There is an easy way to circumvent the strict "no eavesdropping on US-to-US calls" Bush referenced: secretly route any snooped calls through another country.

It is a method that has already been used and documented in court, by WorldCom, and brought up by AT&T in WorldCom's bankruptcy filing: Route the domestic calls through a second country.

AT&T brought the accusation in 2003 that WorldCom routed US-to-US calls through Canada.

Furthermore, in the AT&T suit against WorldCom, AT&T specifically cites the case of a Democratic Congressman's US-to-US calls being so routed through Canada.

I'm going to post this AT&T press release in it's entirety as press releases from corporations are issued expressly for release and reprint, unlike copyrighted news stories and other such written materials.

For Release Wednesday, August 6, 2003
AT&T Replies To WorldCom's Bankruptcy Court Response

NEW YORK -- In a filing today in U.S. Bankruptcy Court, AT&T said MCI/WorldCom's court filing earlier this week admits to the deception and fraud that AT&T had alleged in its objections to MCI/WorldCom's Plan of Reorganization for emerging from Chapter 11 bankruptcy.

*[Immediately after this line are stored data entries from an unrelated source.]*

PR #974, opened 2022-09-13
Fix TLS connection of the pure Ruby reactor

meineerde:
With these commits, I was able to successfully run `rake test_pure` without any failing tests.

### DIFF
--- a/lib/em/pure_ruby.rb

AT&T's filing argued that MCI/WorldCom's response of Monday, August 4, purposely avoided addressing the point of AT&T's fraud allegations that the intent of the rerouting of calls was to deceive and defraud AT&T into paying termination fees for the calls.

MCI/WorldCom sought to justify the fraud scheme as legitimate "least cost routing," but AT&T said: "'Least cost routing' involves availing oneself of the lowest access charge available from the terminating carrier, i.e., shopping for the lowest charges from the terminating carrier. That is different in kind from deceptively causing another carrier to pay that terminating access charge," AT&T said.

"We're talking about the difference between shopping for bargains and shopping with somebody else's credit card. The latter is clearly a crime that people can go to jail for," AT&T Chief Counsel James Cicconi said in commenting on AT&T's request for the Bankruptcy Court's permission to seek damages it has suffered as a result of the fraud.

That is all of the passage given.